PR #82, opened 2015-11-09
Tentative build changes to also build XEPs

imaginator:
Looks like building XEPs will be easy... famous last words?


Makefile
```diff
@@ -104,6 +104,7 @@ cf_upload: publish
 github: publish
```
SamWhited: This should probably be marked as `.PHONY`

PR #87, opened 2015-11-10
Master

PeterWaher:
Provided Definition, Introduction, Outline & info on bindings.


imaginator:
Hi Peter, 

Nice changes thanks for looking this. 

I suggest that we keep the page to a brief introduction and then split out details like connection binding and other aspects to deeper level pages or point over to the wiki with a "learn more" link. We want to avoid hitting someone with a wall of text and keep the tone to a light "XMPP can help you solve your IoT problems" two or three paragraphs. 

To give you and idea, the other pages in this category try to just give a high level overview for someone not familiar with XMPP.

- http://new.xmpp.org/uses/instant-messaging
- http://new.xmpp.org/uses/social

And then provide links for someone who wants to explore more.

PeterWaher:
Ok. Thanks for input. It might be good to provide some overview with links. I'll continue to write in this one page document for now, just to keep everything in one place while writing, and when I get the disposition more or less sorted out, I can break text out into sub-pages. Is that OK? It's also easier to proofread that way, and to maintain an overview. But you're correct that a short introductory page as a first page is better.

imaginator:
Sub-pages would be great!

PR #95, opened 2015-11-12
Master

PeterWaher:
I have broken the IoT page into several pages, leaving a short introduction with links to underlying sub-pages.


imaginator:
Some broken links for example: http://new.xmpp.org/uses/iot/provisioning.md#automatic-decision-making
________________________
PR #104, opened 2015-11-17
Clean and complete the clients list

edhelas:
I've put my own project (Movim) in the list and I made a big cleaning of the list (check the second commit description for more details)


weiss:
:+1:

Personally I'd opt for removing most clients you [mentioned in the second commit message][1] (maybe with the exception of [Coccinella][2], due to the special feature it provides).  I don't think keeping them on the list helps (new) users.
________________________
Based on the records above, how many lines hold the string "level"? Answer with the number by itself.

2